Dieses schöne Bild zeigt eine "Selbstverteidigungs-Fachfrau" bei einem Ausflugswochenende mit Family & Friends nach Berlin im Jahr 2012.
Sie steht hier vor dem Neptunbrunnen und hinten sieht man den Fernsehturm am Alex.

Allet friedlich und im jrünen Bereich - wie der Berliner so sagt.

Ist ja auch relativ schönes Wetter gewesen und gut, dass wir danach nicht allzu spät nachts noch S-Bahn gefahren sind.

Fast genau dieselbe Stelle - nur unwesentlich später und im übrigen in dieser Art wohl öfter belastet, als es die Presse bei Gelegenheit notwendigerweise breitklopft:

ZITATE
15.10.2012, 11:14 Uhr
Berlin: Mann nach Prügelattacke weiter in Lebensgefahr
Ein bei einer Prügelattacke am Berliner Alexanderplatz schwer verletzter Mann befindet sich in Lebensgefahr.

15.10.2012, 15:47 Uhr
Mann stirbt nach Prügelattacke in Berlin
Nach einer Prügelattacke am Berliner Alexanderplatz ist ein 20-Jähriger seinen schweren Verletzungen erlegen. Das teilte die Polizei mit. Der junge Mann war in der Nacht zum Sonntag von mehreren Tätern aus zunächst unbekannten Gründen angegriffen und mit Tritten gegen den Kopf "massiv" verletzt worden.
Quelle
http://www.gmx.net/themen/nachrichten/pa...ke-lebensgefahr

20-Jähriger stirbt nach Prügelattacke am Berliner Alexanderplatz
15.10.2012, 16:36 Uhr
Eine Gruppe Männer hatte den völlig Betrunkenen am Sonntag im Morgengrauen nach einem Clubbesuch mit Tritten und Schlägen gegen den Kopf so schwer verletzt, dass er vor Ort von einem Notarzt wiederbelebt werden musste.

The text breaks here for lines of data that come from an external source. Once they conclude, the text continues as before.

PR #2612, opened 2018-05-27
testdisk: select the libuuid from util-linux.

fbrosson:
Also update to the latest snapshot.

### DIFF
--- a/app-admin/testdisk/testdisk-7.1~git.recipe
+++ b/app-admin/testdisk/testdisk-7.1~git.recipe
@@ -26,61 +26,72 @@ non-booting drive which can then be sent to a tech for further analysis. \
 Those more familiar with such procedures should find TestDisk a handy \
 tool in performing onsite recovery."
 HOMEPAGE="https://www.cgsecurity.org/wiki/TestDisk"
-COPYRIGHT="1998-2008 Christophe GRENIER"
+COPYRIGHT="1998-2018 Christophe GRENIER"
 LICENSE="GNU GPL v2"
-REVISION="3"
-gitCommit="d0c0bf21ddadd60c7bb2188a66d39039d5cd2f9c"
-SOURCE_URI=" https://git.cgsecurity.org/cgit/testdisk/snapshot/testdisk-$gitCommit.tar.gz"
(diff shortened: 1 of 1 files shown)


app-admin/testdisk/testdisk-7.1~git.recipe
```diff
@@ -96,10 +107,9 @@ BUILD()
 {
 	export CXXFLAGS="-std=c++11"
 	autoreconf -fi
-	runConfigure --omit-dirs "binDir" ./configure \
-		--bindir=$prefix/bin \
+	runConfigure --omit-dirs binDir ./configure --bindir="$commandBinDir" \
 		--disable-stack-protector
-	make $jobArgs
+	make $jobArgs LDFLAGS="-lintl"
```
alaviss: Why is gettext being forcefully linked here? Also, for adding library to the linking process, please use the `LIBS` variable instead (ie. `LIBS="-lintl"`), as it will appends the said library to the end of linker flags, so that flags used by the build system are applied (ie. `--as-needed` requires libs to be passed after the switch)

The environment variable should be declared prior to `runConfigure`, so the build system can pick it up and process it accordingly.

fbrosson: I had an error about a symbol that could not be resolved, and I figured out that I could get rid of this error by just adding `-lintl`.
But there might very well be a better fix. (I'll try to investigate.)

app-admin/testdisk/testdisk-7.1~git.recipe
```diff
@@ -25,62 +25,73 @@ TestDisk can be used to collect detailed information about a \
 non-booting drive which can then be sent to a tech for further analysis. \
 Those more familiar with such procedures should find TestDisk a handy \
 tool in performing onsite recovery."
-HOMEPAGE="http://www.cgsecurity.org/wiki/TestDisk"
-COPYRIGHT="1998-2008 Christophe GRENIER"
+HOMEPAGE="https://www.cgsecurity.org/wiki/TestDisk"
```
fbrosson: For the record, the tiny change in 71d61a58ce32eb0f19963fa1ecc87e480bbf1be1 was already in this PR.
I've already fixed the conflict on my local branch, but I'll finish #2614 before updating this one.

Danach lag er im Koma.
Berlins Innensenator Frank Henkel (CDU) kündigte an, alles dafür zu tun, um die Täter zu fassen und so lange wie möglich wegzusperren.
Quelle
http://nachrichten.t-online.de/berlin-20..._60346638/index

Attacke am Alex: Polizei hat noch keine Spur
Berlin (dpa) - Nach der tödlichen Prügelattacke auf einen 20-Jährigen am Berliner Alexanderplatz, der seinem Freund helfen wollte, fahndet die Polizei mit Hochdruck nach den Tätern.
...
Berlins Regierender Bürgermeister Klaus Wowereit (SPD) hat den Schlägern unterdessen den Kampf angesagt.
Quelle
http://www.gmx.net/themen/nachrichten/pa...ex-polizei-spur
ZITATE ENDE


Ich gehe davon aus - FORTSETZUNG FOLGT - in dieser laufenden Angelegenheit, bei der die brutalstmöglich vorgehenden Täter vielleicht-hoffentlich noch ermittelt werden...und...voraussichtlich in diesem Theater und vielleicht an genau derselben Stelle dann wieder.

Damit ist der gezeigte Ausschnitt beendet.